■ What is expected:
In the data below, find every line with the string "github" and pull it out.

Collected data:

PR #15288, opened 2025-01-08
fix: call base isHidden method in addition to checking action

### LINKED ISSUE #15287: Can't set hidden state on Action within form
### Package

filament/forms

### Package Version

v3.2.132

### Laravel Version

v11.37.0

### Livewire Version

v3.5.12

### PHP Version

PHP 8.2.25

### Problem description

When building a form that contains an action, I should be able to use the `visibleOn()` method on the action to only show the action on specified operations.

For example with the following code, I would expect the "Generate password" action to only be visible on the 'create' action.

```php
    {
        return $form
            ->schema([
                TextInput::make('password')
                    ->label('Password')
                    ->password()
                    ->required()
                    ->revealable()
                    ->columnSpanFull(),
                
                Action::make('generate_password')
                    ->label('Generate password')
                    ->action(fn (Set $set) => $set('password', Str::random(16)))
                    ->toFormComponent()
                    ->visibleOn(['create']),
            ]);
    }
```

Currently, the "Generate password" action is incorrectly shown on both the "Create" _and_ "Edit" operation.

Calling `visibleOn()`, `visible()` or `hidden()` has no effect on the Action.

### Expected behavior

I would expect the above example to only show the "Generate password" action on the "create" operation, because of the call to `->visibleOn(['create'])`.

### Steps to reproduce

- Create a Form
- Add an `Action` to the form, and call `->visibleOn(['create'])` on it
- See that the Action is still visible on the Edit page.

https://github.com/danjohnson95/filament-issue

### Relevant log output

_No response_

danjohnson95:
## Description

Fixes an issue where an `Action` within a form could not be hidden.

Resolves https://github.com/filamentphp/filament/issues/15287

## Visual changes

None

## Functional changes

### DIFF
--- a/packages/forms/src/Components/Actions/ActionContainer.php
+++ b/packages/forms/src/Components/Actions/ActionContainer.php
@@ -2,10 +2,15 @@
 
 namespace Filament\Forms\Components\Actions;
 
+use Filament\Forms\Components\Concerns;
 use Filament\Forms\Components\Component;
 
 class ActionContainer extends Component
 {
+    use Concerns\CanBeHidden {
+        isHidden as baseIsHidden;
+    }
+
     protected string $view = 'filament-forms::components.actions.action-container';
 
     protected Action $action;
@@ -31,6 +36,6 @@ class ActionContainer extends Component
 
     public function isHidden(): bool
     {
-        return $this->action->isHidden();
+        return $this->baseIsHidden() || $this->action->isHidden();
     }
 }


danharrin:
https://github.com/filamentphp/filament/issues/15287#issuecomment-2579416806

Further: this does seem like a small change to make it work the way you think it should, but it technically does have a performance impact since extra checks are being made each time the actions are rendered or called. Since this is not supported usage, I am inclined not to merge for that reason, sorry.

PR #15290, opened 2025-01-08
Allow multiple disable option conditions

Abdulmajeed-Jamaan:
## Description

I have the following use case: repeater that has `Select` column and `RichEditor` which used to select a locale and sets its content.

I want to use the `disableOptionsWhenSelectedInSiblingRepeaterItems` to make it unique, and add extra condition to disable a specific locale from being selected by user but displayable if exists (ai generated content, which has specific locale identifier).

In other words, i need extra condition on top of `disableOptionsWhenSelectedInSiblingRepeaterItems`.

■ Output for this exercise:
https://github.com/danjohnson95/filament-issue
Resolves https://github.com/filamentphp/filament/issues/15287
https://github.com/filamentphp/filament/issues/15287#issuecomment-2579416806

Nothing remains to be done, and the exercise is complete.